PR #13, opened 2016-08-12
Implement calculate projections

### LINKED ISSUE #11: Implement Calculate projections
Minimal functionality to convert the currently selected workspace to an MD workspace.
Will initially only support projecting to DeltaE vs |Q|

EltayebAhmed:
Will transform the current selected workspace to MD workspace if user clicks on calculate powder projection

**To Test:**
Load a workspace 2d into mslice, select the checkbox next to it in the workspace manager
And click on the calculate projections button on the powder tab
A new workspace should appear in the in the workspacemanager tab with the suffix 'MD'

resolves #11

### DIFF
--- a/models/projection/powder/mantid_projection_calculator.py
+++ b/models/projection/powder/mantid_projection_calculator.py
@@ -1,11 +1,13 @@
 from mantid.simpleapi import ConvertToMD
 from models.projection.powder.projection_calculator import ProjectionCalculator
 
+MD_SUFFIX = '_MD'
+
 
 class MantidProjectionCalculator(ProjectionCalculator):
     def calculate_projection(self, input_workspace, output_workspace, qbinning, axis1, axis2):
         if axis1 == '|Q|' and axis2 == 'Energy':
-            ConvertToMD(InputWorkspace=input_workspace, OutputWorkspace=input_workspace+'_MD',QDimensions='|Q|',
+            ConvertToMD(InputWorkspace=input_workspace, OutputWorkspace=input_workspace + MD_SUFFIX, QDimensions='|Q|',
                         PreprocDetectorsWS='-')
         else:
             raise NotImplementedError('MSlice currently only supports projection to Energy vs |Q|')
--- a/models/projection/powder/mantid_projection_calculator.py
+++ b/models/projection/powder/mantid_projection_calculator.py
@@ -5,7 +5,8 @@ from models.projection.powder.projection_calculator import ProjectionCalculator
 class MantidProjectionCalculator(ProjectionCalculator):
     def calculate_projection(self, input_workspace, output_workspace, qbinning, axis1, axis2):
         if axis1 == '|Q|' and axis2 == 'Energy':
-            ConvertToMD(InputWorkspace=input_workspace, OutputWorkspace=input_workspace+'_MD',QDimensions='|Q|')
+            ConvertToMD(InputWorkspace=input_workspace, OutputWorkspace=input_workspace+'_MD',QDimensions='|Q|',
+                        PreprocDetectorsWS='-')
         else:
             raise NotImplementedError('MSlice currently only supports projection to Energy vs |Q|')
 
--- a/models/projection/powder/mantid_projection_calculator.py
+++ b/models/projection/powder/mantid_projection_calculator.py
@@ -5,9 +5,10 @@ MD_SUFFIX = '_MD'
 
 
 class MantidProjectionCalculator(ProjectionCalculator):
-    def calculate_projection(self, input_workspace, output_workspace, qbinning, axis1, axis2):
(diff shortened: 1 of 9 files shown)


EltayebAhmed:
@martyngigg

martyngigg:
@EltayebAhmed Thanks for the pull request.

Could you update the description and title to follow the guidelines [here](http://www.mantidproject.org/Git_Workflow#Pull_Requests). https://github.com/mantidproject/mantid/pull/17231 is an example of a good pull request that shows a description and testing instructions.

widgets/projection/powder/powder.py
```diff
@@ -1,8 +1,44 @@
...
 from PyQt4.QtGui import QWidget
+from presenters.powder_projection_presenter import PowderProjectionPresenter
+from models.projection.powder.mantid_projection_calculator import MantidProjectionCalculator
+from views.powder_projection_view import PowderView
+from command import Command
 
 
-class PowderWidget(QWidget,Ui_Form):
+class PowderWidget(QWidget,Ui_Form,PowderView):
+    """This widget is not usable without a main window which implements mainview"""
```
martyngigg: @EltayebAhmed Does this mean that this cannot be embedded within another widget?

widgets/projection/powder/powder.py
```diff
@@ -1,8 +1,44 @@
...
     def __init__(self,*args, **kwargs):
         super(PowderWidget,self).__init__(*args, **kwargs)
         self.setupUi(self)
+        self.btnPowderCalculateProjection.clicked.connect(self._btn_clicked)
+
+    def set_main_window(self, main_window):
```
martyngigg: What's the reason that the widget needs to know about the main window? What if it were to be used by another widget that does not have access to a main window?

EltayebAhmed: The main window must implement mainview. Any information flowing between tabs goes via the the mainviews presenter

widgets/projection/powder/powder.py
EltayebAhmed: No problem doing that. 
However the widget is not in a usable state (no presenter) until someone calls set_main_window with something that implements main view

models/projection/powder/mantid_projection_calculator.py
```diff
@@ -1,22 +1,11 @@
...
 
 
 class MantidProjectionCalculator(ProjectionCalculator):
     def calculate_projection(self, input_workspace, output_workspace, qbinning, axis1, axis2):
-        if axis1 == 'Energy' and axis2 == '|Q|':
-            #TODO is EMode always direct ?
-            SofQWNormalisedPolygon(InputWorkspace=input_workspace, OutputWorkspace=output_workspace,
-                                                                QAxisBinning=qbinning,EMode='Direct')
+        if axis1 == '|Q|' and axis2 == 'Energy':
+            ConvertToMD(InputWorkspace=input_workspace, OutputWorkspace=input_workspace+'_MD',QDimensions='|Q|')
```
martyngigg: I think it would be good to pull out the suffix string, `_MD`, as a module-level variable so that it is clearer where it would be changed, e.g.
```python
MD_SUFFIX = '_MD'
```
above the class definition similar to this type of thing: https://github.com/matplotlib/matplotlib/blob/master/lib/matplotlib/backends/backend_qt5.py#L73

martyngigg:
Once we make the change to pull out the suffix string as a module variable then I think this is ready to merge.

models/projection/powder/mantid_projection_calculator.py
```diff
@@ -1,22 +1,14 @@
...
-from mantid.simpleapi import SofQWNormalisedPolygon,mtd
-
+from mantid.simpleapi import ConvertToMD
 from models.projection.powder.projection_calculator import ProjectionCalculator
 
+MD_SUFFIX = '_MD'
+
 
 class MantidProjectionCalculator(ProjectionCalculator):
     def calculate_projection(self, input_workspace, output_workspace, qbinning, axis1, axis2):
```
martyngigg: I've just noticed we have an `output_workspace` variable that is not used. Does that need to be removed?

EltayebAhmed:
@martyngigg  Done it.

martyngigg:
@EltayebAhmed Thanks. There's just the comment about the `ouput_workspace` variable left...

models/projection/powder/mantid_projection_calculator.py
EltayebAhmed: The I was told i would be given a naming convention for the projections, I will ask about that today. 
it may be needed in the future

martyngigg:
@EltayebAhmed It looks good now but the coveralls coverage has decreased.

martyngigg:
:+1:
+ + + + +
Where a line of the entries contains the word "PowderView", count it, then state the total and nothing else.

2